9 terutama suhu dan kelembaban. Analisis kadar air, kadar abu, kandungan bahan organik berkaitan dengan besarnya fluks CO 2 dari lahan gambut, karena intensitas proses-proses biologi seperti absorpsi oksigen dan emisi CO 2 dalam tanah sama halnya seperti proses-proses fisik pertukaran gas dari dalam tanah ke atmosfer (Handayani, 2009). Simpanan karbon dalam gambut dapat keluar dari bumi ke atmosfer melalui dua cara yaitu : 1. Pembakaran dalam degradasi lahan gambut yang menghasilkan emisi gas CO 2. 2. Drainase lahan gambut yang menyebabkan aerasi bahan gambut di samping oksidasi (dekomposisi aerobik).
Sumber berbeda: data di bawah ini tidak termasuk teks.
PR #2429, opened 2026-05-05
Ghost Central Wavelength

swalker2m:
Adds a `centralWavelength` to the `GhostDynamicConfig` schema, which is just a fixed value.  This also changes said fixed value to 655 nm to match the `ocs`.  We were using the wavelength value as the AGS wavelength as well.  Is this correct?

If this seems acceptable I'll do a similar fix for IGRINS.

### DIFF
--- a/modules/sequence/src/main/scala/lucuma/odb/sequence/ghost/shared.scala
+++ b/modules/sequence/src/main/scala/lucuma/odb/sequence/ghost/shared.scala
@@ -6,7 +6,7 @@ package lucuma.odb.sequence.ghost
 import lucuma.core.math.Wavelength
 
 /**
- * GHOST central wavelength, which seems to be fixed at 530 nm.
+ * GHOST central wavelength, which seems to be fixed at 655 nm.
  */
 val CentralWavelength: Wavelength =
-  Wavelength.unsafeFromIntPicometers(530000)
+  Wavelength.unsafeFromIntPicometers(655000)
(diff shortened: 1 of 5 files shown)


modules/sequence/src/main/scala/lucuma/odb/sequence/ghost/shared.scala
```diff
@@ -6,7 +6,7 @@ package lucuma.odb.sequence.ghost
 import lucuma.core.math.Wavelength
 
 /**
- * GHOST central wavelength, which seems to be fixed at 530 nm.
+ * GHOST central wavelength, which seems to be fixed at 655 nm.
  */
 val CentralWavelength: Wavelength =
-  Wavelength.unsafeFromIntPicometers(530000)
\ No newline at end of file
+  Wavelength.unsafeFromIntPicometers(655000)
```
cquiroz, line 12: Should this go to core, like igrins2?

cquiroz (approved):
LGTM, we could put igrins2 as well wit the same format

modules/sequence/src/main/scala/lucuma/odb/sequence/ghost/shared.scala
swalker2m: Where is the IGRINS2 value in core?  I'll merge this and then switch it to a similar value from core in a separate PR.

cquiroz: https://github.com/gemini-hlsw/lucuma-core/blob/main/modules/core/shared/src/main/scala/lucuma/core/model/sequence/igrins2/package.scala#L33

Oksidasi bahan gambut (yang umumnya mengandung 10% organ tanaman dan 90% air) menghasilkan emisi gas CO 2 (Hooijer et al., 2006). Kunci utama dari pengembangan pertanian di lahan gambut adalah pengendalian atau pengelolaan air (Sarwani et al., 1994; Sumangat dan Rusdi 1979). Fungsi drainase adalah untuk membuang kelebihan air, menciptakan keadaan tidak jenuh untuk pernapasan akar tanaman, dan mencuci sebagian asamasam organik. Tindakan utama yang perlu dilakukan yaitu mempertahankan tinggi muka air. Akan tetapi sebaliknya yang terjadi kebanyakan lahan gambut adalah terjadinya over drainage (pengurasan air). Salah satu komponen penting dalam pengaturan tata air lahan gambut adalah bangunan pengendali berupa pintu air di setiap saluran. Pintu air berfungsi untuk mengatur muka air tanah supaya tidak terlalu dangkal dan tidak terlalu dalam (Agus dan Subiksa, 2008). Drainase pada perkebunan kelapa sawit berfungsi untuk pertumbuhan akar tanaman dan sebagai akses jalan. Tingginya muka air akibat proses drainase berpengaruh terhadap keadaan oksidasi dan reduksi pada lahan gambut dan berakibat pada laju dekomposisi serta emisi gas CO 2. Drainase pada lahan gambut menyebabkan penurunan muka air tanah sehingga mempercepat proses dekomposisi bahan organik pada tanah gambut. Dekomposisi bahan gambut dalam kondisi jenuh air berjalan sangat lambat, namun dengan adanya drainase, proses dekomposisi berjalan cepat (Rinnan et al., 2003). Selain adanya proses dekomposisi bahan gambut, respirasi akar tanaman juga mempengaruhi produksi CO 2 dari dalam tanah. Sejumlah penelitian tentang tingkat emisi CO 2

10 hubungannya dengan kedalaman drainase yang dibutuhkan dalam pengelolaan untuk budidaya telah dilakukan, dari sejumlah penelitian yang menggunakan metode penangkapan gas dengan sungkup tertutup (closed chamber) Hooijer et al. (2006) membuat hubungan linear antara kedalaman drainase dengan emisi tahunan. Dari review sejumlah literatur dikemukakan bahwa untuk kedalaman drainase antara 30 sampai 120 cm, emisi akan meningkat setinggi 0,91 ton CO 2 ha -1 tahun -1 untuk setiap penambahan kedalaman drainase sedalam 1 cm.